*** Opening Source data ***
PR #3764, opened 2023-09-25
Example in documentation is not correct

Kuzbekov:
## Description

field ".spec.version" does not exist in httpendpoint declaration


yaron2 (approved):

yaron2:
Thanks for your contribution!

PR #3582, opened 2023-06-27
Adds Etcdv2

JoshVanL:
See https://github.com/dapr/components-contrib/pull/2932

PR #3809, opened 2023-10-11
Update etcd version in table

ItalyPaleAle:
See #3582


daprdocs/data/components/state_stores/generic.yaml
```diff
@@ -45,7 +45,7 @@
 - component: etcd
   link: setup-etcd
   state: Beta
-  version: v1
+  version: v2
   since: "1.11"
```
msfussell: Should change this to indicate when this version was available from
```suggestion
  since: "1.12"
```

yaron2 (approved):

PR #3813, opened 2023-10-11
Update docs for routeralias middleware

### LINKED ISSUE #3525: [1.12] Update metadata for router alias middleware
The metadata for the component is changing in 1.12 to make it more consistent with the rest of Dapr.

Rather than passing each route as a metadata key-value pair, there's a single metadata property `routes` which is a JSON-encoded or YAML-encoded string with the key-value pairs of the routes.

See: dapr/components-contrib#2903

ItalyPaleAle:
Fixes #3525


mukundansundar (approved):

hhunter-ms (approved):

msfussell (approved):
LGTM

PR #3814, opened 2023-10-11
Remove direction metadata from output-only bindings

ItalyPaleAle:
Setting the `direction` metadata on output-only binding is a no-op. This removes that property from the metadata of bindings that only implement the output binding interface to avoid confusing users.

The metadata.yaml generator already handles this case, not listing the "direction" property for bindings that are only output bindings: https://github.com/dapr/components-contrib/blob/9f2cc5c158bbdf407b35d16ff9a2d79a172dcd83/.build-tools/pkg/metadataschema/validators.go#L203


msfussell:
Agreed. It does make sense to only show this on input bindings for optimization.

msfussell (approved):
LGTM

hhunter-ms (approved):

PR #3850, opened 2023-10-25
[Memcached] Remove 'ms' from `timeout` example

### LINKED ISSUE #2820: Memcached `timeout` value is numeric not String
**Describe the issue**

Memcache State Store documentation states that the default value for its `timeout` field is `1000ms`. This leads the user to think that you can suffix a number with "ms" (milliseconds) or "s" (for seconds) sand that Dapr will make sense of it. But that is not the case That field expects a number in a unit of milliseconds. Any string content will be ignored. 

**URL of the docs**

* https://docs.dapr.io/reference/components-reference/supported-state-stores/setup-memcached/

**Expected content**

Make it clear that the unit used by the field is miliseconds.

**Screenshots**

**Additional context**

hhunter-ms:
## Description

Timeout is only an integer, so 'ms' will be ignored. Removing from examples and clarifying that it is in milliseconds in table.

## Issue reference

PR will close: #2820


hhunter-ms:
@tmacam how is this?

yaron2 (approved):

Issue #2763, opened 2022-09-01
Update AWS SSM Parameter Store secret store docs


ostreek:
**What content needs to be created or modified?**
The documentation for the AWS SSM Parameter Store secret store needs to be updated for https://github.com/dapr/components-contrib/issues/2001. I also noticed there's functionality to retrieve a specific version of a parameter, but this isn't documented.

**Describe the solution you'd like**
The prefix option needs to be documented. Ideally the parameter store docs would have an example section like Azure Key Vault has.

**Where should the new material be placed?**
In the [AWS SSM Parameter Store component spec](https://docs.dapr.io/reference/components-reference/supported-secret-stores/aws-parameter-store/).
The option to retrieve a specific version of a parameter should also be mentioned in the [API reference](https://docs.dapr.io/reference/api/secrets_api/#query-parameters).

PR #3920, opened 2023-12-21
[AWS SSM parameter store] Add prefix option

hhunter-ms:
#2763


msfussell:
@berndverst - Can you check this PR for correctness also?

msfussell (approved):
LGTM

hhunter-ms:
@ostreek could you review as well?

ostreek:
Sorry for the slow reply Hannah, I didn't get a notification. Thanks for picking this up. What you've written is correct, I agree with this change.

The docs for the Azure key vault secret store are very good, they give an example of how to create a key vault and configure the component to use it. It'd be great if we could provide similar instructions here, to show how to use the prefix option and explain how it maps to the parameter store. But I suggest you merge this PR now and maybe we can further improve the page later.

Thanks again for documenting this, I'm sorry I didn't do this at the time!

PR #3931, opened 2024-01-01
Describing Kafka consumer behaviour when consuming from multiple topics

### LINKED ISSUE #3707: Kafka Pub/Sub documentation should note consumer group behaviour when subscribing to multiple topics
**Describe the issue**
When using Dapr to subscribe to multiple topics in Kafka, it should be noted on the documentation that the consumer group which is created will be distributed across all the topics. 

Say, for instance, you are subscribing to two topics: one with 10 partitions, and another with 30. You may presume, in order to scale to your absolute maximum for performance, you would want to run 40 pods; with 10 pods being assigned to the first topic, 30 to the other. However, this is not always the case (but could be). There is no guarantee about how consumers are balanced a cross the topic.

The consumer group will do its best to balance consumers, but it can't know for sure what the balance should be. This becomes particularly challenging if you have fairly peaky volumes traversing through your topics, and you use some kind of autoscaler to attempt to match the load, you might end up with pods not consuming and consumer lag growing.

The solution to my problem has been to configure multiple Pub/Sub components, with different names, different consumer groups, all pointing to the same Kafka broker. Ultimately it comes down to spinning up separate consumer groups. Using the default consumer group of `sarama` or even setting the consumer group name to `{appID}` (and possibly `{namespace}` if you only have one namespace) will replicate this problem. For example, my two Pub/Sub components are configured as follows:

```yaml
- name: consumerGroup
  value: "{appID}-topic-one"
- name: clientID 
  value: "{appID}"
```

```yaml
- name: consumerGroup
  value: "{appID}-topic-two"
- name: clientID 
  value: "{appID}"
```

**URL of the docs**
https://docs.dapr.io/reference/components-reference/supported-pubsub/setup-apache-kafka/

**Expected content**
The docs should mention this behaviour and inform users of ways to get around this particular problem. The simplest being multiple Pub/Sub components. This effectively creates two connections to the broker, under separate consumer groups, distributing pods to consumers exactly 1:1.

**Screenshots**
N/A

**Additional context**
N/A

KrylixZA:

## Description

This pull request documents the behaviour of Dapr consumer groups when consuming from multiple topics in Kafka. This updates the documentation to help users understand consumer group behaviour when subscribing to multiple topics to avoid the pitfalls of unevenly balanced consumer groups across topics.

## Issue reference

Closes #3707.


KrylixZA:
In light of the changes made in Dapr 1.12.3, this may not be necessary anymore. We should confirm the behaviour of a single pub/sub component being used to subscribe to multiple topics with Dapr 1.12.3 before either merging or abandoning this pull request.

KrylixZA:
Looking at the code changes in the [fix Kafka consumer](https://github.com/dapr/components-contrib/pull/3299) pull request on the components-contrib repo, my gut feel says the documentation herein is still relevant. Will confirm next week 👍

daprdocs/content/en/reference/components-reference/supported-pubsub/setup-apache-kafka.md
```diff
@@ -299,6 +299,40 @@ auth:
   secretStore: <SECRET_STORE_NAME>
 ```
 
+## Consuming from multiple topics
+
+When consuming from multiple topics using a single pub/sub component, there is no guarantee about how the consumers in your consumer group are balanced across the topic partitions. For instance, if you are subscribing to two topics with 10 partitions per topic and you have 20 replicas of your service consuming from the two topics, then there is no guarantee that 10 will be assigned to the first topic and 10 to the second topic. It could be possible that more than 10 are assigned to the first topic and subsequently less than 10 assigned to the second topic. This can result in idle consumers listening to the first topic and over-extended consumers on the second topic, or vice versa. This same beheaviour can be observed when using auto-scalers such as HPA or KEDA.
+
+If you run into this particular issue, it is recommended that you configure a single pub/sub component per topic with uniquely defined consumer groups per component. This will guarantee that all replicas of your service are fully allocated to the unique consumer group, where each consumer group targets one specific topic.
```
msfussell:
```suggestion
If you run into this particular issue, it is recommended that you configure a single pub/sub component per topic with uniquely defined consumer groups per component. This guarantees that all replicas of your service are fully allocated to the unique consumer group, where each consumer group targets one specific topic.
```

daprdocs/content/en/reference/components-reference/supported-pubsub/setup-apache-kafka.md
```diff
@@ -299,6 +299,40 @@ auth:
   secretStore: <SECRET_STORE_NAME>
 ```
 
+## Consuming from multiple topics
```
msfussell, line 302: Is it best to call this title "Optimizing when consuming multiple topics" or similar?

msfussell (commented):
Thanks for this contribution. Yes this should remain true even after the v1.12.3 release, but best if you can confirm anyway.

daprdocs/content/en/reference/components-reference/supported-pubsub/setup-apache-kafka.md
KrylixZA: Initially I had put this down as "Optimizing" but based on the feedback on the open issue around this behaviour as well as the conversations I've had with other developers, this feels/is like a workaround and not an optimisation. Because of that I opted not to put anything other a simple title, as listed above.

Thoughts?

daprdocs/content/en/reference/components-reference/supported-pubsub/setup-apache-kafka.md
KrylixZA: Suggestion applied. Thanks @msfussell 👍

KrylixZA:
> Thanks for this contribution. Yes this should remain true even after the v1.12.3 release, but best if you can confirm anyway.

Hey Mark. Confirmed the updated documentation in this PR is still relevant in 1.12.3. Teams still need to configure multiple consumer groups (pub/sub component definitions) in order to effectively consume all partitions with all running pods 👍 

This PR can merge when you are happy with it.

daprdocs/content/en/reference/components-reference/supported-pubsub/setup-apache-kafka.md
msfussell: Sounds good. Then let's leave it as is.

msfussell (approved):
Approved. Appreciate the great contribution to the docs

daprdocs/content/en/reference/components-reference/supported-pubsub/setup-apache-kafka.md
```diff
@@ -299,6 +299,40 @@ auth:
...
+
+When consuming from multiple topics using a single pub/sub component, there is no guarantee about how the consumers in your consumer group are balanced across the topic partitions. For instance, if you are subscribing to two topics with 10 partitions per topic and you have 20 replicas of your service consuming from the two topics, then there is no guarantee that 10 will be assigned to the first topic and 10 to the second topic. It could be possible that more than 10 are assigned to the first topic and subsequently less than 10 assigned to the second topic. This can result in idle consumers listening to the first topic and over-extended consumers on the second topic, or vice versa. This same beheaviour can be observed when using auto-scalers such as HPA or KEDA.
```
hhunter-ms:
```suggestion
When consuming from multiple topics using a single pub/sub component, there is no guarantee about how the consumers in your consumer group are balanced across the topic partitions. 

For instance, let's say you are subscribing to two topics with 10 partitions per topic and you have 20 replicas of your service consuming from the two topics. There is no guarantee that 10 will be assigned to the first topic and 10 to the second topic. Instead, the partitions could be divided unequally, with more than 10 assigned to the first topic and the rest assigned to the second topic. 

This can result in idle consumers listening to the first topic and over-extended consumers on the second topic, or vice versa. This same behavior can be observed when using auto-scalers such as HPA or KEDA.
```

broke up the paragraph a bit, just because it makes it easier for people to read/skim

hhunter-ms (changes requested):
quick review

hhunter-ms (approved):

KrylixZA:
Hey @msfussell / @hhunter-ms. Just an FYI: I am not authorised to merge PRs. When you are all happy and ready for this to merge, please would you mind completing the PR?


Ty :)

PR #3995, opened 2024-01-31
[1.13] Update docs for low-cardinality metrics

### LINKED ISSUE #3987: Explain what the impact is of reducing cardinality metrics
Tracks this issue https://github.com/dapr/dapr/issues/6723
Document the impact of this change on the metrics affected and if a feature flag has been added document its usage and effect.

ItalyPaleAle:
Fixes #3987

Includes documenting the new "http.increasedCardinality" configuration option

### DIFF
--- a/daprdocs/content/en/operations/configuration/configuration-overview.md
+++ b/daprdocs/content/en/operations/configuration/configuration-overview.md
@@ -106,21 +106,27 @@ The `metrics` section under the `Configuration` spec contains the following prop
 ```yml
 metrics:
   enabled: true
+  rules: []
+  http:
+    increasedCardinality: true
 ```
 
 The following table lists the properties for metrics:
 
 | Property     | Type   | Description |
 |--------------|--------|-------------|
-| `enabled` | boolean | Whether metrics should to be enabled. |
-| `rules`   | boolean | Named rule to filter metrics. Each rule contains a set of `labels` to filter on and a`regex`expression to apply to the metrics path. |
+| `enabled` | boolean | When set to true, the default, enables metrics collection and the metrics endpoint. |
+| `rules`   | array | Named rule to filter metrics. Each rule contains a set of `labels` to filter on and a`regex`expression to apply to the metrics path. |
+| `http.increasedCardinality` | boolean | When set to true, in the Dapr HTTP server each request path causes the creation of a new "bucket" of metrics. This can cause issues, including excessive memory consumption, when there many different requested endpoints (such as when interacting with RESTful APIs).<br>In Dapr 1.13 the default value is `true` (to preserve the behavior of Dapr <= 1.12), but will change to `false` in Dapr 1.14. |
 
-To mitigate high memory usage and egress costs associated with [high cardinality metrics]({{< ref "metrics-overview.md#high-cardinality-metrics" >}}), you can set regular expressions for every metric exposed by the Dapr sidecar. For example:
+To mitigate high memory usage and egress costs associated with [high cardinality metrics]({{< ref "metrics-overview.md#high-cardinality-metrics" >}}) with the HTTP server, you should set the `metrics.http.increasedCardinality` property to `false`.
+
+Using rules, you can set regular expressions for every metric exposed by the Dapr sidecar. For example:
 
 ```yml
-metric:
-    enabled: true
-    rules:
+metrics:
+  enabled: true
+  rules:
     - name: dapr_runtime_service_invocation_req_sent_total
       labels:
       - name: method
--- a/daprdocs/content/en/operations/configuration/configuration-overview.md
+++ b/daprdocs/content/en/operations/configuration/configuration-overview.md
@@ -116,7 +116,7 @@ The following table lists the properties for metrics:
 | Property     | Type   | Description |
 |--------------|--------|-------------|
 | `enabled` | boolean | When set to true, the default, enables metrics collection and the metrics endpoint. |
-| `rules`   | array | Named rule to filter metrics. Each rule contains a set of `labels` to filter on and a`regex`expression to apply to the metrics path. |
+| `rules`   | array | Named rule to filter metrics. Each rule contains a set of `labels` to filter on and a `regex` expression to apply to the metrics path. |
 | `http.increasedCardinality` | boolean | When set to true, in the Dapr HTTP server each request path causes the creation of a new "bucket" of metrics. This can cause issues, including excessive memory consumption, when there many different requested endpoints (such as when interacting with RESTful APIs).<br>In Dapr 1.13 the default value is `true` (to preserve the behavior of Dapr <= 1.12), but will change to `false` in Dapr 1.14. |
 
 To mitigate high memory usage and egress costs associated with [high cardinality metrics]({{< ref "metrics-overview.md#high-cardinality-metrics" >}}) with the HTTP server, you should set the `metrics.http.increasedCardinality` property to `false`.
--- a/daprdocs/content/en/operations/observability/metrics/metrics-overview.md
+++ b/daprdocs/content/en/operations/observability/metrics/metrics-overview.md
@@ -10,7 +10,7 @@ By default, each Dapr system process emits Go runtime/process metrics and has th
 
 ## Prometheus endpoint
 
-The Dapr sidecars exposes a [Prometheus](https://prometheus.io/)-compatible metrics endpoint that you can scrape to gain a greater understanding of how Dapr is behaving.
+The Dapr sidecar exposes a [Prometheus](https://prometheus.io/)-compatible metrics endpoint that you can scrape to gain a greater understanding of how Dapr is behaving.
 
 ## Configuring metrics using the CLI
 
--- a/daprdocs/content/en/operations/observability/metrics/metrics-overview.md
+++ b/daprdocs/content/en/operations/observability/metrics/metrics-overview.md
@@ -103,7 +103,7 @@ spec:
             "orders/": "orders/.+"
 ```
 
-When this configuration is applied, a recorded metric with the `method` label of `orders/a746dhsk293972nz` will be replaced with `orders/`.
+When this configuration is applied, a recorded metric with the `method` label of `orders/a746dhsk293972nz` is replaced with `orders/`.
 
 Using regular expressions to reduce metrics cardinality is considered legacy. We encourage all users to set `spec.metrics.http.increasedCardinality` to `false` instead, which is simpler to configure and offers better performance.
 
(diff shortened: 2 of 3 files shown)


daprdocs/content/en/operations/observability/metrics/metrics-overview.md
```diff
@@ -96,12 +105,7 @@ spec:
 
 When this configuration is applied, a recorded metric with the `method` label of `orders/a746dhsk293972nz` will be replaced with `orders/`.
 
-### Watch the demo
```
ItalyPaleAle, line 99: Video was removed as users should leverage the new configuration option rather than create a (very complicated) set of regular expressions

daprdocs/content/en/operations/configuration/configuration-overview.md
```diff
@@ -106,21 +106,27 @@ The `metrics` section under the `Configuration` spec contains the following prop
...
 ```
 
 The following table lists the properties for metrics:
 
 | Property     | Type   | Description |
 |--------------|--------|-------------|
-| `enabled` | boolean | Whether metrics should to be enabled. |
-| `rules`   | boolean | Named rule to filter metrics. Each rule contains a set of `labels` to filter on and a`regex`expression to apply to the metrics path. |
+| `enabled` | boolean | When set to true, the default, enables metrics collection and the metrics endpoint. |
+| `rules`   | array | Named rule to filter metrics. Each rule contains a set of `labels` to filter on and a`regex`expression to apply to the metrics path. |
```
msfussell: The name rule here does not need to match a specific metric name, correct? However it would be good to explain this with at least a couple of examples for some metrics.

daprdocs/content/en/operations/observability/metrics/metrics-overview.md
```diff
@@ -84,9 +92,10 @@ kind: Configuration
...
   name: daprConfig
 spec:
-  metric:
-      enabled: true
-      rules:
+  metrics:
+    enabled: true
+    increasedCardinality: true
+    rules:
       - name: dapr_runtime_service_invocation_req_sent_total
```
msfussell, line 99: - Does dapr_runtime_service_invocation_req_sent_total this need to match a metric name? Presumably not.

daprdocs/content/en/operations/observability/metrics/metrics-overview.md
```diff
@@ -66,15 +66,23 @@ metadata:
...
   metrics:
     enabled: false
 ```
 
 ## High cardinality metrics
 
-Depending on your use case, some metrics emitted by Dapr might contain values that have a high cardinality. This might cause increased memory usage for the Dapr process/container and incur expensive egress costs in certain cloud environments. To mitigate this issue, you can set regular expressions for every metric exposed by the Dapr sidecar. [See a list of all Dapr metrics](https://github.com/dapr/dapr/blob/master/docs/development/dapr-metrics.md).
+When invoking Dapr using HTTP, the legacy behavior (and current default as of Dapr 1.13) is to create a separate "bucket" for each requested method. When working with RESTful APIs, this can cause very high cardinality, with potential negative impact on memory usage and CPU.
+
+Dapr 1.13 introduces a new option for the Dapr Configuration resource `spec.metrics.http.increasedCardinality`: when set to `false`, it reports metrics for the HTTP server for each "abstract" method (for example, requesting from a state store) instead of creating a "bucket" for each concrete request path.
```
msfussell, line 77: Would anyone choose to set this to true for a reason then?

daprdocs/content/en/operations/observability/metrics/metrics-overview.md
```diff
@@ -96,12 +105,7 @@ spec:
 
 When this configuration is applied, a recorded metric with the `method` label of `orders/a746dhsk293972nz` will be replaced with `orders/`.
```
msfussell:
```suggestion
When this configuration is applied, a recorded metric with the `method` label of `orders/a746dhsk293972nz` is replaced with `orders/`.
```

daprdocs/content/en/operations/observability/metrics/metrics-overview.md
msfussell: Does this new option completely remove the need for regular expressions?

msfussell (commented):
Looks good. Could you also add `metrics` into the schema for configuration here https://docs.dapr.io/reference/resource-specs/configuration-schema/#sidecar-format since it is missing currently.

daprdocs/content/en/operations/configuration/configuration-overview.md
ItalyPaleAle: This is not something new -  and TBH it's not something we should promote much. There are some examples below if needed.

daprdocs/content/en/operations/observability/metrics/metrics-overview.md
ItalyPaleAle: Yes that's the metric name. However, here too, this is something we shouldn't be promoting much as it's a legacy thing.

daprdocs/content/en/operations/observability/metrics/metrics-overview.md
ItalyPaleAle: I do wonder that myself!

ItalyPaleAle:
> Could you also add `metrics` into the schema for configuration here https://docs.dapr.io/reference/resource-specs/configuration-schema/#sidecar-format since it is missing currently.

Yes, I'll do that tomorrow

> Does this new option completely remove the need for regular expressions?

Doesn't remove the need entirely, but originally regexs for metrics were "marketed" as a solution to the high cardinality problem. I suspect a lot of users who figured that out (and I can tell you by first-hand experience we did not make it easy to figure that out at all!) were using them for this purpose. However, there could be other purposes and those could still be valid.

daprdocs/content/en/operations/configuration/configuration-overview.md
hhunter-ms:
```suggestion
| `rules`   | array | Named rule to filter metrics. Each rule contains a set of `labels` to filter on and a `regex` expression to apply to the metrics path. |
```

daprdocs/content/en/operations/observability/metrics/metrics-overview.md
```diff
@@ -3,22 +3,24 @@ type: docs
...
-description: "Enable or disable Dapr metrics "
+description: "Enable or disable Dapr metrics"
 ---
 
 By default, each Dapr system process emits Go runtime/process metrics and has their own [Dapr metrics](https://github.com/dapr/dapr/blob/master/docs/development/dapr-metrics.md).
 
 ## Prometheus endpoint
-The Dapr sidecars exposes a [Prometheus](https://prometheus.io/) metrics endpoint that you can scrape to gain a greater understanding of how Dapr is behaving.
+
+The Dapr sidecars exposes a [Prometheus](https://prometheus.io/)-compatible metrics endpoint that you can scrape to gain a greater understanding of how Dapr is behaving.
```
hhunter-ms:
```suggestion
The Dapr sidecar exposes a [Prometheus](https://prometheus.io/)-compatible metrics endpoint that you can scrape to gain a greater understanding of how Dapr is behaving.
```

daprdocs/content/en/operations/observability/metrics/metrics-overview.md
```diff
@@ -66,15 +66,23 @@ metadata:
...
+When invoking Dapr using HTTP, the legacy behavior (and current default as of Dapr 1.13) is to create a separate "bucket" for each requested method. When working with RESTful APIs, this can cause very high cardinality, with potential negative impact on memory usage and CPU.
+
+Dapr 1.13 introduces a new option for the Dapr Configuration resource `spec.metrics.http.increasedCardinality`: when set to `false`, it reports metrics for the HTTP server for each "abstract" method (for example, requesting from a state store) instead of creating a "bucket" for each concrete request path.
+
+The default value of `spec.metrics.http.increasedCardinality` is `true` in Dapr 1.13, to maintain the same behavior as Dapr 1.12 and older. However, the value will change to `false` (low-cardinality metrics by default) in Dapr 1.14.
+
+Setting `spec.metrics.http.increasedCardinality` to `false` is **recommended** to all Dapr users, to reduce resource consumption. The pre-1.13 behavior, which is used when the option is `true`, is considered legacy and is only maintained for users who have special requirements around backwards-compatibility.
```
hhunter-ms, line 81: we can encapsulate this in an 'important' alert if you feel necessary - up to you

```suggestion
{{% alert title="Important" color="warning" %}}
Setting `spec.metrics.http.increasedCardinality` to `false` is **recommended** to all Dapr users, to reduce resource consumption. The pre-1.13 behavior, which is used when the option is `true`, is considered legacy and is only maintained for users who have special requirements around backwards-compatibility.
{{% /alert %}}
```

hhunter-ms (changes requested):
quick review

daprdocs/content/en/operations/observability/metrics/metrics-overview.md
ItalyPaleAle: My .02: since this is something temporary for 1.13 only, I don't think it needs that much highlighting. But I'm not against it either

daprdocs/content/en/operations/observability/metrics/metrics-overview.md
msfussell: But does it need to name match with the metric name or not?

ItalyPaleAle: I *think* so, according to the docs. I'm not super familiar with that feature myself

daprdocs/content/en/operations/observability/metrics/metrics-overview.md
msfussell: @ItalyPaleAle - Any reply to this question?

daprdocs/content/en/operations/observability/metrics/metrics-overview.md
msfussell: Can I suggest then that we add this, which if used, is a good practice anyway. That the name needs to match the metrics name explicitly.

daprdocs/content/en/operations/observability/metrics/metrics-overview.md
hhunter-ms: @ItalyPaleAle that works for me

hhunter-ms (approved):

daprdocs/content/en/operations/observability/metrics/metrics-overview.md
```diff
@@ -66,15 +66,23 @@ metadata:
...
+
+## Transform metrics with regular expressions
+
+You can set regular expressions for every metric exposed by the Dapr sidecar to "transform" their values. [See a list of all Dapr metrics](https://github.com/dapr/dapr/blob/master/docs/development/dapr-metrics.md).
 
 The following example shows how to apply a regular expression for the label `method` in the metric `dapr_runtime_service_invocation_req_sent_total`:
```
msfussell:
```suggestion
The name of the rule must match the name of the metric that is transformed. The following example shows how to apply a regular expression for the label `method` in the metric `dapr_runtime_service_invocation_req_sent_total`:
```

msfussell (approved):
LGTM!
*** Closing Source data ***
Task prompt:
Search the records for the word "Optimizing" and return every line that holds it.

Result for this task:
msfussell, line 302: Is it best to call this title "Optimizing when consuming multiple topics" or similar?
KrylixZA: Initially I had put this down as "Optimizing" but based on the feedback on the open issue around this behaviour as well as the conversations I've had with other developers, this feels/is like a workaround and not an optimisation. Because of that I opted not to put anything other a simple title, as listed above.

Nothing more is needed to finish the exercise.